With Frontispiece in Colors by V. Herbert Dunton 
A. L. Burt Company, Publishers 114-120 East Twenty-third Street ---- 
New York Published by Arrangement with Frederick A. Stokes 
Company 
1913 
 
[Frontispiece: Side by side, they rode off into the desert sunset.] 
 
CONTENTS 
 
CHAPTER 
I 
THE VALLEY OF THE PECOS II THE CAUCASIAN WAY III THE 
INDIAN AND CAUCASIAN IV THE INDIAN WAY V THE 
PURSUIT VI ENTERING THE DESERT KINDERGARTEN VII 
THE FIRST LESSON VIII A BROADENING HORIZON IX TOUCH
AND GO X A LONG TRAIL XI THE TURN IN THE TRAIL XII 
THE CROSSING TRAILS XIII AN INTERLUDE XIV THE 
BEAUTY OF THE WORLD XV AN ESCAPE XVI ADRIFT IN THE 
DESERT XVII THE HEART'S OWN BITTERNESS XVIII THE 
FORGOTTEN CITY XIX THE TRAIL AGAIN XX THE RUINED 
MISSION XXI THE END OF THE TRAIL 
 
The Heart of the Desert 
 
CHAPTER I 
THE VALLEY OF THE PECOS 
Rhoda hobbled through the sand to the nearest rock. On this she sank 
with a groan, clasped her slender foot with both hands and looked 
about her helplessly. 
She felt very small, very much alone. The infinite wastes of yellow 
desert danced in heat waves against the bronze-blue sky. The girl saw 
no sign of living thing save a buzzard that swept lazily across the zenith. 
She turned dizzily from contemplating the vast emptiness about her to a 
close scrutiny of her injured foot. She drew off her thin satin house 
slipper painfully and dropped it unheedingly into a bunch of yucca that 
crowded against the rock. Her silk stocking followed. Then she sat in 
helpless misery, eying her blue-veined foot. 
In spite of her evident invalidism, one could but wonder why she made 
so little effort to help herself. She sat droopingly on the rock, gazing 
from her foot to the far lavender line of the mesas. A tiny, impotent 
atom of life, she sat as if the eternal why which the desert hurls at one 
overwhelmed her, deprived her of hope, almost of sensation. There was 
something of nobility in the steadiness with which she gazed at the 
melting distances, something of pathos in her evident resignation, to 
her own helplessness and weakness.
The girl was quite unconscious of the fact that a young man was 
tramping up the desert behind her. He, however, had spied the white 
gown long before Rhoda had sunk to the rock and had laid his course 
directly for her. He was a tall fellow, standing well over six feet and he 
swung through the heavy sand with an easy stride that covered distance 
with astonishing rapidity. As he drew near enough to perceive Rhoda's 
yellow head bent above her injured foot, he quickened his pace, swung 
round the yucca thicket and pulled off his soft felt hat. 
"Good-morning!" he said. "What's the matter?" 

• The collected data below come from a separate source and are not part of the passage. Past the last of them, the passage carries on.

PR #75, opened 2016-10-12
set host on all zipkin annotations for queries

rubbish:
I found this while trying to figure out why zipkin's annotation queries weren't working. It seems that zipkin uses the serviceName in the endpoint as a search parameter: https://github.com/openzipkin/zipkin/blob/master/zipkin-storage/elasticsearch/src/main/java/zipkin/storage/elasticsearch/ElasticsearchSpanStore.java#L115 

This is from https://github.com/openzipkin/zipkin/pull/1292

So I changed the zipkin span converter to always send along the host on all the binary and non binary annotations. After that it, everything works quite swimmingly.

### DIFF
--- a/jaeger-zipkin/src/main/java/com/uber/jaeger/senders/zipkin/ZipkinSender.java
+++ b/jaeger-zipkin/src/main/java/com/uber/jaeger/senders/zipkin/ZipkinSender.java
@@ -167,7 +167,7 @@ public final class ZipkinSender implements Sender {
   // serviceName/host is needed on annotations so zipkin can query
   // see https://github.com/uber/jaeger-client-java/pull/75 for more info
   Span backFillHostOnAnnotations(Span span) {
-    Endpoint host = getLocalComponentEndpoint(span);
+    Endpoint host = getServiceEndpoint(span);
 
     if (host != null) {
       for (BinaryAnnotation binaryAnnotation : span.getBinary_annotations()) {
@@ -186,10 +186,10 @@ public final class ZipkinSender implements Sender {
     return span;
   }
 
-  private Endpoint getLocalComponentEndpoint(Span span) {
-    for (BinaryAnnotation binaryAnnotation : span.getBinary_annotations()) {
-      if (Constants.CORE_ANNOTATIONS.contains(binaryAnnotation.getKey()) && binaryAnnotation.isSetHost()) {
-        return binaryAnnotation.getHost();
+  private Endpoint getServiceEndpoint(Span span) {
+    for (Annotation annotation : span.getAnnotations()) {
+      if (Constants.CORE_ANNOTATIONS.contains(annotation.getValue()) && annotation.isSetHost()) {
+        return annotation.getHost();
       }
     }
 
--- a/jaeger-zipkin/src/main/java/com/uber/jaeger/senders/zipkin/ZipkinSender.java
+++ b/jaeger-zipkin/src/main/java/com/uber/jaeger/senders/zipkin/ZipkinSender.java
@@ -21,7 +21,7 @@
  */
 package com.uber.jaeger.senders.zipkin;
 
-import com.twitter.zipkin.thriftjava.Span;
+import com.twitter.zipkin.thriftjava.*;
 import com.uber.jaeger.exceptions.SenderException;
 import com.uber.jaeger.senders.Sender;
 
@@ -94,7 +94,7 @@ public final class ZipkinSender implements Sender {
    */
   @Override
   public int append(Span span) throws SenderException {
-    byte[] next = encoder.encode(span);
+    byte[] next = encoder.encode(backFillHostOnAnnotations(span));
     int messageSizeOfNextSpan = delegate.messageSizeInBytes(Collections.singletonList(next));
     // don't enqueue something larger than we can drain
     if (Integer.compare(messageSizeOfNextSpan, delegate.messageMaxBytes()) > 0) {
@@ -160,5 +160,32 @@ public final class ZipkinSender implements Sender {
       throw new SenderException("Failed to close " + delegate, e, n);
     }
     return n;
+  }
+
+  // serviceName/host is needed on annotations so zipkin can query
+  // see https://github.com/uber/jaeger-client-java/pull/75 for more info
+  Span backFillHostOnAnnotations(Span span) {
+    Endpoint host = null;
+    for (BinaryAnnotation binaryAnnotation : span.getBinary_annotations()) {
+      if (zipkincoreConstants.LOCAL_COMPONENT.equals(binaryAnnotation.getKey())) {
+        host = binaryAnnotation.getHost();
+      }
+    }
+
+    if (host != null) {
+      for (BinaryAnnotation binaryAnnotation : span.getBinary_annotations()) {
+        if (!binaryAnnotation.isSetHost()) {
+          binaryAnnotation.setHost(host);
+        }
+      }
+
+      for (Annotation annotation : span.getAnnotations()) {
+        if (!annotation.isSetHost()) {
+          annotation.setHost(host);
+        }
+      }
+    }
+
+    return span;
   }
 }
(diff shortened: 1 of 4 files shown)


jaeger-core/src/main/java/com/uber/jaeger/reporters/protocols/ThriftSpanConverter.java
```diff
@@ -74,7 +74,7 @@
     List<LogData> logs = span.getLogs();
     if (logs != null) {
       for (LogData logData : logs) {
-        annotations.add(new Annotation(logData.getTime(), logData.getMessage()));
+        annotations.add(new Annotation(logData.getTime(), logData.getMessage()).setHost(host));
```
yurishkuro: I do not believe this is necessary. Can you demonstrate the instrumentation code that results in non-searchable annotations? AFAIK the (old Scala) zipkin backend will extract service name from *any* annotations found on the span, and use that service name for indexing all other annotations. We already provide service name in the core annotations, _and_ in the `lc` (local component) annotation for non-rpc spans. Including service name in *all* annotations that come from the span logging API is only going to bloat the span size.

cc @adriancole

jaeger-core/src/main/java/com/uber/jaeger/reporters/protocols/ThriftSpanConverter.java
```diff
@@ -119,13 +119,13 @@
         // Every value is converted to string because zipkin search doesn't
         // work well with ints, and bytes.
         Object tagValue = tags.get(tagKey);
-        binaryAnnotations.add(buildBinaryAnnotation(tagKey, tagValue));
+        binaryAnnotations.add(buildBinaryAnnotation(tagKey, tagValue, host));
```
yurishkuro: I am 100% certain this is not needed for tags.

jaeger-core/src/main/java/com/uber/jaeger/reporters/protocols/ThriftSpanConverter.java
```diff
@@ -119,13 +119,13 @@
...
       }
     }
     return binaryAnnotations;
   }
 
-  private static BinaryAnnotation buildBinaryAnnotation(String tagKey, Object tagValue) {
+  private static BinaryAnnotation buildBinaryAnnotation(String tagKey, Object tagValue, Endpoint host) {
```
yurishkuro: I am 100% certain this is not needed for tags.

jaeger-core/src/main/java/com/uber/jaeger/reporters/protocols/ThriftSpanConverter.java
rubbish: This might be something that only the zipkin elasticsearch span store is running into. I'm going to try and verify against other storages. I totally agree that it'd bloat span sizes which is why I was a little hesitant to add it.

adriancole:
Annotation and binary annotations are only queryable when they have an
endpoint attached. This is because indexing is primarily by service name.
The indexing scheme in cassandra hasn't changed since it was scala.

jaeger-core/src/main/java/com/uber/jaeger/reporters/protocols/ThriftSpanConverter.java
adriancole: 100%?

adriancole:
The behavior of backfilling endpoint before reporting a span has existed for a very long time in finagle, which was the first tracer. This is for both annotations and binary annotations

https://github.com/twitter/finagle/blob/develop/finagle-zipkin-core/src/main/scala/com/twitter/finagle/zipkin/core/Span.scala#L61

queries without a service name aren't fully supported. Hence, it is not actually possible for the UI to omit the serviceName.

yurishkuro:
I think this is a difference between Zipkin backend and Jaeger backend. This is what we have (omitting fluff)

```go
func (s *spanStorage) indexSpanByAnnotations(session *gocql.Session, span *zipkincore.Span) error {
	serviceName := strings.ToLower(getEmittingServiceName(span))
...
	for _, anno := range span.GetAnnotations() {
...
			baseKey := serviceName + IndexDelimiter + anno.GetValue()
			// Diverging from Zipkin Scala Collector, which uses the timestamp of the "min" annotation (via full sort),
			// while we're just using the latestTs
			q := query.Bind([]byte(baseKey), bucketNo, latestTs, traceID)
			err2 := execAndReport(q, s.metrics.annotationsIndex)
```

the "emitting service" is determined by core annotations or `lc`, and then that service name applies to all tags and logs.

adriancole:
This would work for spans that contain a single-host. This is mostly the
case even in RPC spans when a collector is acting on data sent directly
from instrumentation (because ex a multi-host span is sent for each host).
It wouldn't work for those copying traces via POST or those who have a
pipeline that aggregates traces together before storing. It wouldn't work
because we'd have ambiguity in deciding which host to apply to which event.

We've often got into trouble guessing data on behalf of the reporter. Most
troubling was timestamps, and this has all but been removed at the cost of
lots of hours. I think it would be a good choice to have jaeger's
ZipkinReporter act like other reporters and resolve locally vs attempt to
make zipkin work like jaeger knowing it has to deal with multi-host spans
still. When we get to single-host spans, something like what was mentioned
could make a lot of sense.

rubbish:
So with all the discussion, I'm back to believing this is necessary for the zipkin integration to work correctly. 

Going to reopen it.

adriancole:
I'm guessing that folks here will prefer to send "sparse spans" by default,
and instead have the zipkin sender component backfill them. It would
accomplish the same thing, but not require sending more data to uber's
custom collectors.

ex here
https://github.com/uber/jaeger-client-java/blob/master/jaeger-zipkin/src/main/java/com/uber/jaeger/senders/zipkin/ZipkinSender.java#L97

rubbish:
@adriancole I get what you're saying. I'll make the ZipkinSender backfill instead of the span converter.

adriancole:
>
> @adriancole <https://github.com/adriancole> I get what you're saying.
> I'll make the ZipkinSender backfill instead of the span converter.
>
yep that or any other class in the zipkin module.

rubbish:
@yurishkuro @adriancole I've made the changes on the ZipkinSender to back fill annotations. How does it look?

jaeger-zipkin/src/main/java/com/uber/jaeger/senders/zipkin/ZipkinSender.java
```diff
@@ -161,4 +161,31 @@ public int close() throws SenderException {
     }
     return n;
   }
+
+  // serviceName/host is needed on annotations so zipkin can query
+  // see https://github.com/uber/jaeger-client-java/pull/75 for more info
+  Span backFillHostOnAnnotations(Span span) {
+    Endpoint host = null;
+    for (BinaryAnnotation binaryAnnotation : span.getBinary_annotations()) {
```
yurishkuro: core annotations are the more traditional source for Host/Service, they should be tried before the LC. Could also refactor the search into a method that returns as soon as host is found, instead of continuing looping.

rubbish: fixed in 8322bab206766137ec2bfbe7262946240b369656

jaeger-zipkin/src/main/java/com/uber/jaeger/senders/zipkin/ZipkinSender.java
```diff
@@ -161,4 +163,42 @@ public int close() throws SenderException {
...
+          annotation.setHost(host);
+        }
+      }
+    }
+
+    return span;
+  }
+
+  private Endpoint getLocalComponentEndpoint(Span span) {
+    for (BinaryAnnotation binaryAnnotation : span.getBinary_annotations()) {
```
yurishkuro: core annotations are in `span.annotations`, not binary.

jaeger-zipkin/src/main/java/com/uber/jaeger/senders/zipkin/ZipkinSender.java
```diff
@@ -161,4 +163,42 @@ public int close() throws SenderException {
...
+        if (!annotation.isSetHost()) {
+          annotation.setHost(host);
+        }
+      }
+    }
+
+    return span;
+  }
+
+  private Endpoint getLocalComponentEndpoint(Span span) {
```
yurishkuro: s/../getServiceEndpoint/ ?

Rhoda started, hastily covered her foot, and looked up at the tall 
khaki-clad figure. She never had seen the young man before, but the 
desert is not formal. 
"A thing like a little crayfish bit my foot," she answered; "and you don't 
know how it hurts!" 
"Ah, but I do!" exclaimed the young man. "A scorpion sting! Let me 
see it!" 
Rhoda flushed. 
"Oh, never mind that!" she said. "But if you will go to the Newman 
ranch-house for me and ask them to send the buckboard I'll be very 
grateful. I--I feel dizzy, you know." 
"Gee whiz!" exclaimed the young man. "There's no time for me to run 
about the desert if you have a scorpion sting in your foot!" 

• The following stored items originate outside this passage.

PR #82, opened 2016-10-24
Add init logging to tracer

vprithvi:
- Add Lombok and toString methods to Tracer and related objects
- Move Tracer.VERSION to a field so that it's picked up by the
  autogenerated toString method
- TUDPTransport: writeButter -> WriteBuffer

### DIFF
--- a/README.md
+++ b/README.md
@@ -136,6 +136,10 @@ chmod a+x .git/hooks/pre-commit
 You can also setup the [IntelliJ plugin](https://plugins.jetbrains.com/plugin/8527)
 to reformat code from within your IDE
 
+### Lombok
+This project uses [Lombok](https://projectlombok.org/) to reduce boilerplate. You can setup
+ the [IntelliJ plugin](https://plugins.jetbrains.com/plugin/6317) to add IDE support. 
+
 ## License
   
   [The MIT License](LICENSE).
--- a/jaeger-core/src/main/java/com/uber/jaeger/Tracer.java
+++ b/jaeger-core/src/main/java/com/uber/jaeger/Tracer.java
@@ -49,11 +49,13 @@ import java.util.HashMap;
 import java.util.Map;
 import java.util.Objects;
 import java.util.Properties;
+import lombok.ToString;
 
+@ToString(exclude = {"registry", "clock", "metrics"})
 public class Tracer implements io.opentracing.Tracer {
-  public static final String VERSION = loadVersion();
   private final static Logger logger = LoggerFactory.getLogger(Tracer.class);
 
+  private final String version;
   private final String serviceName;
   private final Reporter reporter;
   private final Sampler sampler;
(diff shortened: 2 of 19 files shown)


README.md
```diff
@@ -136,6 +136,10 @@ chmod a+x .git/hooks/pre-commit
 You can also setup the [IntelliJ plugin](https://plugins.jetbrains.com/plugin/8527)
 to reformat code from within your IDE
 
+### Lombok
+This project uses [Lombok](https://projectlombok.org/) to reduce boilerplate. You can setup
+ the [IntelliJ plugin](https://plugins.jetbrains.com/plugin/6317) to add IDE support.
```
adriancole: ps a lot of spring projects explicitly stopped using lombok due to complaints about IDEs etc. That doesn't mean shouldn't be done, just saying that in the end many spring cloud projects undid lombok.

jaeger-core/src/main/java/com/uber/jaeger/reporters/protocols/TUDPTransport.java
```diff
@@ -27,18 +27,20 @@
...
+@ToString(exclude = {"writeBuffer"})
 public class TUDPTransport extends TTransport implements AutoCloseable {
   public static final int MAX_PACKET_SIZE = 65000;
 
   public final DatagramSocket socket;
   public byte[] receiveBuf;
   public int receiveOffSet = -1;
   public int receiveLength = 0;
-  public ByteBuffer writeButter;
+  public ByteBuffer writeBuffer;
```
yurishkuro: lol

jaeger-core/src/main/java/com/uber/jaeger/Tracer.java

"Is a scorpion sting dangerous?" asked Rhoda. Then she added, 
languidly, "Not that I mind if it is!" 
The young man gave her a curious glance. Then he pulled a small case 
from his pocket, knelt in the sand and lifted Rhoda's foot in one slender, 
strong, brown hand. The instep already was badly swollen.